PR #607, opened 2025-05-19
[1639] Updated lead provider names, 5 providers only, included 2021 cohort

mooktakim:
Ticket: https://github.com/DFE-Digital/register-ects-project-board/issues/1639

* Updated lead provider names with 5 pretty unique names that are hard to recognise.
* Added 2021 for Ambitious and Better practice network.

### DIFF
--- a/db/seeds.rb
+++ b/db/seeds.rb
@@ -244,24 +244,18 @@ rp_2025 = RegistrationPeriod.create!(year: 2025, started_on: Date.new(2025, 6, 1
 
 print_seed_info("Adding lead providers")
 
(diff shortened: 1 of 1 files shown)


db/seeds.rb
```diff
@@ -245,43 +239,43 @@ def describe_teacher(teacher)
 
 grove_artisan_partnership_2021 = SchoolPartnership.create!(
```
cwrw, line 240: I think we might need to rename the partnerships here and everywhere else to the new names?

leandroalemao (approved):

PR #608, opened 2025-05-19
Make statement seed output tabular

peteryates:
This follows on from #604 and changes the seed output so it's in a table rather than a list. It displays the same information.

## Changes

- **Tabularize the statements seed output**
- **Print blank line between groups of statements**


ethax-ross (approved):
Looks good 👍 the lead provider name colourisation maybe isn't needed now, I found it helped when you had multiple in groups to distinguish them but I don't think its adding much here as they aren't repeated now

db/seeds.rb
```diff
@@ -126,6 +132,41 @@ def describe_teacher(teacher)
   print_seed_info("#{teacher_name} (early roll out mentor: #{ero_status})", indent: 2)
 end
 
+def describe_group_of_statements(lead_provider, statements, month_col_width: 15, year_col_width: 10)
```
ethax-ross, line 135: Just a heads up that this will probably break when you rebase; off the back of a suggestion by Abeer I'm now generating two years worth of statements for each lead provider active period:

https://github.com/DFE-Digital/register-early-career-teachers-public/pull/604/files#diff-c61a903a1201b0c7f076b0270377c20390c26f655ce63689d7d843296fcf63f3R767

This is because we accept payments across multiple years, so if a lead provider is active for the 2024 registration period they will have statements in 2024 and 2025.

peteryates: It did indeed :joy:

I just repushed.

peteryates: Ah I see now, one would overwrite the other. I'll concat them.

peteryates: image

ethax-ross (approved):

PR #693, opened 2025-06-06
Fix flakey statements sandbox seed spec

ethax-ross:
When generating seed data for statements in sandbox we only get a `payable` statement if the random payment date includes the current date.

This has a chance of happening for a number of statements in the seeds, but isn't guaranteed to and so it causes the test that ensures we generate statements with all states to be flakey.

Instead, we adjust the window for statements with dates near the current date to ensure they will always end up as `payable`.


peteryates (approved):
:shipit:

PR #697, opened 2025-06-06
Make the email page more accessible

peteryates:
On the ECT registration flow the label wasn't really describing the question, it was more of a hint.

I've made the page heading the label and set the old label text as the hint.

With this being fixed we can also change the features to use the label text when selecting the input.


tonyheadford (approved):
I think it makes sense, only doubt in my mind is whether the text should it be an instruction rather than a hint?

peteryates:
Yeah - good point. Perhaps it should go back to being a regular `<p>`.

It feels a bit warningy but using warning text would clutter the page.

PR #704, opened 2025-06-09
Add lead provider delivery partnerships

peteryates:
This is part 4 of #507.

It aims to complete complete the lead provider/delivery partner/registration period section of the schema.

| Before | After |
| ----- | ------ |
| image | image |

## Notes

There was more stuff to change than expected, I didn't realise we'd actually plumbed in the showing of selected delivery partner, lead provider and registration period before the model was complete. As a result, there are some additional methods added to make the tests pass without this spiralling into a massive PR.

## Remaining tasks

* [x] Fix the seeding process by removing the temp commit and adjusting the seeds accordingly
* [ ] Rework `ECTAtSchoolPeriods::Training` so it knows about the new schema and what to delegate where

## Review notes

Go commit by commit.

## Release notes

This will need some handholding to deploy on staging/sandbox, we'll want to flush any existing data first because of the `not null` constraints in `available_provider_pairings` and `school_partnerships`.


app/models/school_partnership.rb
```diff
@@ -1,24 +1,8 @@
 class SchoolPartnership < ApplicationRecord
   # Associations
-  belongs_to :registration_period, inverse_of: :school_partnerships
-  belongs_to :lead_provider, inverse_of: :school_partnerships
-  belongs_to :delivery_partner, inverse_of: :school_partnerships
+  belongs_to :available_provider_pairing, inverse_of: :school_partnerships
   has_many :events
```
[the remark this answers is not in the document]
peteryates: Yeah that'll follow in a separate PR

app/models/training_period.rb
```diff
@@ -53,6 +50,15 @@ def siblings
     trainee.training_periods.excluding(self)
   end
 
+  # FIXME: temporary
+  def lead_provider
+    school_partnership&.available_provider_pairing&.active_lead_provider&.lead_provider
```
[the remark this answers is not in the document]
peteryates: Yeah entirely agree - this was to get the tests passing. I think we can make encapsulate this logic in a service class when we get round to actually doing the EOI route.

peteryates:
Added an 'embolden' helper method in the seeds. It makes text bold without needing to specify a colour. To make it work I had to adjust the `Colourize.text` method to take keyword args so the colour could be omitted.

Screenshot From 2025-06-10 19-01-38

db/seeds/available_provider_pairings.rb
```diff
@@ -0,0 +1,39 @@
...
+teach_fast = LeadProvider.find_by!(name: 'Teach Fast')
+better_practice_network = LeadProvider.find_by!(name: 'Better Practice Network')
+
+active_lead_providers = ActiveLeadProvider
+  .eager_load(:registration_period, :lead_provider)
+  .index_by { |alp| [alp.lead_provider, alp.registration_period.year] }
+
+ambitious_institute_2021 = active_lead_providers.fetch([ambitious_institute, 2022])
+ambitious_institute_2022 = active_lead_providers.fetch([ambitious_institute, 2023])
+ambitious_institute_2023 = active_lead_providers.fetch([ambitious_institute, 2024])
```
ltello, line 16: Shouldn't these names be ending in *_2022, *_2023 and *_2024 instead?

db/migrate/20250605101802_create_available_provider_pairings.rb
```diff
@@ -0,0 +1,10 @@
+class CreateAvailableProviderPairings < ActiveRecord::Migration[8.0]
```
cwrw, line 1: can we use the name `LeadProviderDeliveryPartnership`, we landed on this in the end as it was clearer in meaning https://github.com/DFE-Digital/register-early-career-teachers-public/pull/498/files#diff-dc044e66140dddc0daf216e146ff14a4a49cb4eacc9329dc242a3fc09548cf98R1

db/seeds/available_provider_pairings.rb
peteryates: Ah yeah good point. Will fix.

db/migrate/20250605101802_create_available_provider_pairings.rb
peteryates: Oops I didn't update my diagram. Yeah I'll swap it over.

app/models/school_partnership.rb
```diff
@@ -1,24 +1,8 @@
...
-            presence: true
-
-  validates :delivery_partner_id,
-            presence: true
-
-  # Scopes
-  scope :for_registration_period, ->(year) { where(registration_period_id: year) }
-  scope :for_lead_provider, ->(lead_provider_id) { where(lead_provider_id:) }
-  scope :for_delivery_partner, ->(delivery_partner_id) { where(delivery_partner_id:) }
+  validates :lead_provider_delivery_partnership_id, presence: true
```
cwrw, line 7: are we holding off on the validation for school here till the next pr?

spec/models/lead_provider_delivery_partnership_spec.rb
```diff
@@ -0,0 +1,29 @@
...
+    subject { FactoryBot.create(:lead_provider_delivery_partnership) }
+
+    it { is_expected.to validate_presence_of(:active_lead_provider_id).with_message('Select an active lead provider') }
+    it { is_expected.to validate_presence_of(:delivery_partner_id).with_message('Select a delivery partner') }
+    it { is_expected.to validate_uniqueness_of(:delivery_partner_id).scoped_to(:active_lead_provider_id).with_message('Delivery partner and active lead provider pairing must be unique') }
+  end
+
+  describe 'scopes' do
+    describe '.with_delivery_partner' do
+      it 'selects records with a matching delivery partner id' do
```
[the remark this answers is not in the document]
peteryates: I have enough trust in PostgreSQL that if we query it with this clause it will return the right record. Not really sure what the point of creating records and ensuring they come back is.

app/models/school_partnership.rb
peteryates: That'll be covered by #729

spec/models/lead_provider_delivery_partnership_spec.rb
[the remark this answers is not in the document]
cwrw: testing the query is testing the implementation rather than the behaviour. Even though we won't ever not use PostgreSQL we should focus on testing behaviour and the outcome of the scope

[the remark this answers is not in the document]
peteryates: The construction of the query is the behaviour though.

Made the change regardless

Exercise requirements
Looking at the data above, how many lines hold the word "would"? Respond with the number alone.

Your response
2